Neurological Centers of the
Brain Responsible for Creativity and Inhibitions
Can Be Turned On or Off by Performing Jazz Improvisation
The prefrontal portion of the brain is directly influenced by music, more specifically jazz improvisation. Jazz improvisation can take students from the printed page of music and programmed thinking to accomplishing abstract thought (creatively), all the while internalizing the music with a decreased anxiety level. This hypothesis will be tested by observations and a series of non-invasive questions directed to sixth grade musicians who have been playing their individual instruments for approximately one year. The hypothesis is based on research done by National Institute on Deafness and other Communication Disorders (NIDCD) on prefrontal brain activity that was monitored by the use of a Functional Magnetic Resonance Imaging (MRI) on a jazz musician. This means of exploration will examine whether jazz improvisation can enhance the thinking ability of sixth grade musicians and their inhibitions about performing within a group.
Scholar:
K'La Ruane
Mentor: Tiffany Kershner, Ph.D.
Language and Identity: Constructing “Dora the Explorer”

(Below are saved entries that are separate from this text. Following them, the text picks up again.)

PR #126, opened 2017-10-17
[HOLD][example] integrate vue into webpack + pl

tjheffner:
At this point my current assigned project diverges from immediate needs of PLS v10, but this PR is a mostly-working example of how to include Vue as part of the design system's javascript. 

Pattern Lab components are registered, and can use vue-defined templates in them, see `vue-card/card.vue` & `vue-card/vue-card.twig`

Need to move something around in order to define app at a higher level for multiple widgets on a page, so `<id="app">` or what-have-you only gets used once. Vue doesn't like being mounted to `<html>` or `<body>` anymore. 

The only other "issue" here is that because PL content loads inside an iframe, the vue-devtools chrome debugger isn't properly recognized: 
```
[HMR] Waiting for update signal from WDS...
VM1455 pattern-lab.js:28906 Download the Vue Devtools extension for a better development experience:
https://github.com/vuejs/vue-devtools
VM1455 pattern-lab.js:28916 You are running Vue in development mode.
Make sure to turn on production mode when deploying for production.
See more tips at https://vuejs.org/guide/deployment.html
VM1455 pattern-lab.js:32263 [WDS] Hot Module Replacement enabled.
```
see the last comment here: https://github.com/vuejs/vue-devtools/issues/236 for more info.

This issue has a workaround that we already are familiar with, just open any pl patterns that use vue in a standalone page (without the pattern lab resizing iframe) and the page will detect development-mode vue / the vue devtools debugger pane will appear properly.

In the meantime i'd like to hold this PR open as a working example / reference point to copy integration-related tasks into the docs


illepic:
Keeping this around for posterity.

With the increasing Latino population in the United States, Spanish/English bilingual education is rapidly becoming an important issue. This can be seen in the increase of preschool oriented television geared towards teaching young viewers Spanish and encouraging Spanish/English bilingualism. Of these shows, Dora: The Explorer is one of the most prominent, reaching 17 million preschoolers worldwide. This paper examines how Dora portrays Spanish/English bilingualism, second language acquisition and Latino representation through content analysis of 20 episodes. Results indicate that Dora: The Explorer presents Spanish/English bilingualism as something to be aspired towards, especially by monolingual English-speakers. As well, learning a second language is portrayed positively, but only means learning Spanish. Further, ethnicity is shown as a marker of bilingualism: most Latinos represented speak both English and Spanish. Finally, bilingual individuals are shown as teachers and translators of Spanish. In light of DTE’s socializing influence as a role model, analysis of how these views socialize viewers is a worthy endeavor for future research.
Scholar:
Tracy Tucker
Mentors: Timothy Dayton, Ph.D.
Kansas Radical Poetry and the
American Dream: A Comparative Study
of Selected Works of Ralph Chaplin and Kenneth Wiggins Porter
Kansas’s history of political turmoil and social activism is inextricably linked with homesteading and that “American dream” of a Jeffersonian utopia of ruggedly independent farmers and craftsmen, and Kansas literature was born of that embattled tradition of idealistic individualism and social justice. Ralph Chaplin and Kenneth Wiggins Porter, two Kansas leftist poets of the early 20th century, utilize these Kansas themes within their poetry, and yet today go largely unrecognized. Today’s literary scholar has an important task – to recover and document the work of those authors who have, for reasons political and fashionable, fallen out of the public eye. In this study, I will compare Chaplin’s “Rubaiyat of a Harvest Stiff” with Porter’s “The Happy Farmer” and Chaplin’s “Preparedness” with Porter’s “Harvest: June, 1938,” as I examine the themes of farming, social activism, and the “American dream” as they are portrayed in these poems.